DocketNumber: No. 869.
Judges: Hendricks
Filed Date: 12/4/1915
Status: Precedential
Modified Date: 10/19/2024
“shall, after the passage thereof, be published in every issue of the official paper for ten days; if the official paper be published weekly, the publication shall be made in one issue; * * * and proof of such publication shall be made by the printer or publisher * * * making affidavit * * * and filed with the secretary of the city pr town, and [such affidavit] shall be prima facie evidence of such publication and promulgation of such ordinances in all courts of the state; and such ordinances so published shall take effect, and be in force, from and after publication thereof.”
Article 821, same statutes, also provides that:
“All ordinances of the city, where printed and published by authority of the city council, shall be admitted and received in all courts and places without further proof.”
Justice Gaines said, in the case of City of Austin v. Walton, 68 Tex. 507, 5 S. W. 71:
“The courts do not take judicial knowledge of the ordinances of municipal corporations. They stand upon the same footing as private and special statutes, the laws of other states, and of foreign countries, and must be averred and proved like other facts.”
It is clear, viewing article 819, that the publication of the ordinance after passage is a necessary prerequisite to the same becoming a law. The purpose of publication is to inform the citizens of a municipality that such a law is to come into existence. Hence, if the statute requiring publication is not directory, but mandatory, as affecting the vitality of the ordinance passed, and if an ordinance does not take effect and become in force until, after its publication, necessarily such a prerequisite is required to be proved under Justice Gaines’ decision; otherwise, if not shown, no law is exhibited. The statute suggests two methods of proof: The affidavit of the publication filed with the secretary of the city or town constituting “prima facie evidence of such publication * * * in all courts of the state”; also, the ordinances of the city, “where printed and published by authority of the city council,” are to be admitted and received in all courts without further proof.
The only argument that Could be urged in favor of the admissibility of the ordinance by the mere production of the ordinance in the minutes as proving the publication is that under the statute it could be said it was the duty of the city council to provide for the publication of such ordinance, and hence it would be presumed that said body had performed such duty.

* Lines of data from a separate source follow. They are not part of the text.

PR #320, opened 2022-01-11
[PLAT-542] Add method to query entity types in feature map

danschultz:
## Summary

Adds a method `FeatureMap.getEntityType` to query the feature map for the type of entity at a given point.

https://vertexvis.atlassian.net/browse/PLAT-542

### DIFF
--- a/packages/viewer/src/lib/types/entities.ts
+++ b/packages/viewer/src/lib/types/entities.ts
@@ -1,0 +1,37 @@
+// The source of these values are from:
+// https://github.com/Vertexvis/rendering-worker-service/blob/fc1c864d1da4b5eb12794478dc720fa046412ee2/src/embree.isph#L163
+
+/**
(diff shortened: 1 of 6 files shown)


packages/viewer/src/lib/types/entities.ts
```diff
@@ -0,0 +1,8 @@
+export enum EntityType {
```
mikemccarty-vertex, line 1: Might be worth adding a comment with the permalink to the code that generates these values:  https://github.com/Vertexvis/rendering-worker-service/blob/fc1c864d1da4b5eb12794478dc720fa046412ee2/src/embree.isph#L163

danschultz: Updated

mikemccarty-vertex (approved):
LGTM

PR #321, opened 2022-01-14
[PLAT-763] Markup improvements

jdm717:
## Summary

Makes a handful of changes to the `<vertex-viewer-markup>` element:
- Modifies the way selection of markup is handled. Previously we would select markup on a `pointerdown` event, which could cause difficult when trying to place a markup close to another. This is updated to select on `pointerup` only if `pointermove`s have not gone more than 2 pixels away from the down position
- Modifies how we start new markup. Previously this watched for a `pointerdown` on a `create-overlay` div, and wouldn't allow starting markup when the down occurred on another markup. This is updated to watch for `pointerdown` events on the window level, and start a markup as long as the `pointerdown` event occurred on a markup not in `edit` mode.
- Modifies the flow after completing the creation of a markup. Previously when an `editEnd` event fired from the markup, we would immediately reset the element within the `<vertex-viewer-markup-tool>`, then add it to the DOM underneath the `<vertex-viewer-markup>` element rather than the tool element which would cause a flicker. This is updated to watch for a new `viewRendered` event from the markup before resetting the tool's markup element to prevent the flicker
- Adds event listeners to `preventDefault` on `touchstart` events to prevent zooming/dragging the window on mobile
- Makes some small adjustments to when a markup is considered "valid" to prevent `NaN` values on arrows and "single point" arrows

## Test Plan

- Test creating markup on desktop (all three types)
- Test creating markup on mobile (all three types)
- Test markup selection
- Test markup editing

## Release Notes

N/A

## Possible Regressions

Markup, particularly selection + editing

## Dependencies

N/A


packages/viewer/src/components/viewer-markup-circle/viewer-markup-circle.tsx
```diff
@@ -95,11 +96,11 @@ export class ViewerMarkupCircle {
...
 
   /**
-   * An event that is dispatched when the user cancels editing of the
-   * markup.
+   * An event that is dispatched when this markup element is in view
+   * mode (`this.mode === ""`), and it completes a rerender.
    */
   @Event({ bubbles: true })
-  public editCancel!: EventEmitter<void>;
+  public viewRendered!: EventEmitter<void>;
```
danschultz, line 103: How will this be used?

amvertex (commented):
LGTM!

packages/viewer/src/components/viewer-markup-circle/viewer-markup-circle.tsx
jdm717: This is being used to know when the newly created markup has been appended to the `<vertex-viewer-markup>` element and completed a render, so we can reset the "draft" markup in the `<vertex-viewer-markup-tool>`. This fixes the "flicker" you see when creating a markup currently

packages/viewer/src/components/viewer-markup-arrow/viewer-markup-arrow.tsx
```diff
@@ -206,55 +232,59 @@ export class ViewerMarkupArrow {
...
+                    x1={screenStart.x}
+                    y1={screenStart.y}
+                    x2={screenEnd.x}
+                    y2={screenEnd.y}
+                  />
+                )}
+              </g>
+            </svg>
+            {this.mode === 'edit' && (
+              <BoundingBox1d
```
danschultz, line 269: `BoundingBox2d`?

packages/viewer/src/components/viewer-markup/viewer-markup.tsx
```diff
@@ -110,6 +112,17 @@ export class ViewerMarkup {
...
   private hostEl!: HTMLElement;
 
+  @State()
+  private toSelectMarkupId?: string;
+
+  @State()
+  private pointerDownPosition?: Point.Point;
+
+  protected disconnectedCallback(): void {
+    window.removeEventListener('pointermove', this.handlePointerUp);
```
danschultz, line 122: `'pointerup'`

packages/viewer/src/components/viewer-markup/viewer-markup.tsx
```diff
@@ -349,6 +369,46 @@ export class ViewerMarkup {
...
+          Point.create(event.clientX, event.clientY)
+        ) <= 2
+      ) {
+        this.selectedMarkupId = undefined;
+      }
+      this.toSelectMarkupId = undefined;
+      this.pointerDownPosition = undefined;
+    }
+
+    window.removeEventListener('pointermove', this.handlePointerUp);
```
danschultz, line 408: ^

packages/viewer/src/components/viewer-markup-arrow/viewer-markup-arrow.tsx
jdm717: This is just represented as a line along the arrow, so it is technically 1D - though "BoundingBox" does feel like a bit of an incorrect term for that. Nothing immediately comes to mind as a good replacement though

danschultz (approved):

These statutes, however, do not end with the mere imposition of duty to publish the ordinance, but suggest two methods of evidence of prima facie proof in showing performance of said duty. To say that the mere production of the
There are cases holding that, where a book, containing ordinances of a city published presumably in obedience to the city charter, imposing the duty of publishing the ordinance, is offered as proof of an ordinance contained therein, the same is admissible without further authentication. Street Ry. Co. v. Hawes, 48 Tex. Civ. App. 487, 107 S. W. 556; G., H. & S. A. Ry. Co. v. Washington, 25 Tex. Civ. App. 600, 63 S. W. 538 —in both of which cases writs of error were denied by the Supreme Court, but which clearly have no application here.
The Supreme Court of Illinois said, in the case of Schott v. People, 89 Ill. 195, citing several other cases of that state, that the publication of the ordinance prescribed by the statute was mandatory.
“The proof failing' to show a publication as required by the charter, the evidence of the ordinance should have been rejected. Trustees of Elizabeth Town v. Leffer, 23 Ill. 90; Newlan v. President & Trustees of Aurora, 14 Ill. 364; Barnett v. President & Trustees, etc., 28 Ill. 62.”
In the case of Shaw v. New York Central, 85 App. Div. 137, 83 N. Y. Supp. 93, one of the Supreme Courts of New York said:
“An ordinance passed under said act * * * must be published * * * as provided by the village law. * * * No evidence was offered to show that the ordinance in question was ever published or posted as required by. law, and, so far as appears from the record, it never took eSect. * * * As there is no sufficient evidence that the ordinance had been promulgated, the trial court was in error in allowing the same to be considered by the jury.”
We think the trial court correctly ruled out the ordinance in question, and the judgment is affirmed.